[[ Data provided open ]]
PR #125, opened 2019-04-26
Start on API documentation

jlumpe:
Added basic docstrings to most of the core types and a few functions. Created documentation skeleton with API page showing docstrings.

### DIFF
--- a/Project.toml
+++ b/Project.toml
@@ -6,6 +6,7 @@ version = "0.3.0"
 [deps]
 DiffEqBase = "2b5f629d-d688-5b77-993f-72d75c75574e"
 DiffRules = "b552c78f-8df3-52c6-915a-8e097449b14b"
+DocStringExtensions = "ffbed154-4ef7-542d-bbb7-c09d3a79fcae"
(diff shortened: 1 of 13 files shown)


jlumpe:
@HarrisonGrodin makes sense, I've removed the documentation for all fields which seem to have accessors. Those were `ODESystem` and `NonlinearSystem` (except for `.exprs`), and `Constant.value` (which is available through `Base.get()`).

jlumpe:
@HarrisonGrodin the [most recent build](https://travis-ci.org/JuliaDiffEq/ModelingToolkit.jl/builds/525139452) passed but it didn't seem to update here. This should be ready to merge.

HarrisonGrodin:
It seems like there are still some TODOs?

jlumpe:
I actually intentionally left those in for other developers who know more about how the package works than I do. I can remove them if you don't want them in master.

jlumpe:
@HarrisonGrodin merge conflicts resolved, should I remove the TODOs or leave them in?
\

ChrisRackauckas:
The hold up is really that we don't know what the public API really should be yet... but screw it. Let's merge and keep refining it.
[[ Data provided closed ]]
__Your task__:
Reproduce each line from the listing above that includes the word "TODOs".

__Response for this exercise__:
It seems like there are still some TODOs?
@HarrisonGrodin merge conflicts resolved, should I remove the TODOs or leave them in?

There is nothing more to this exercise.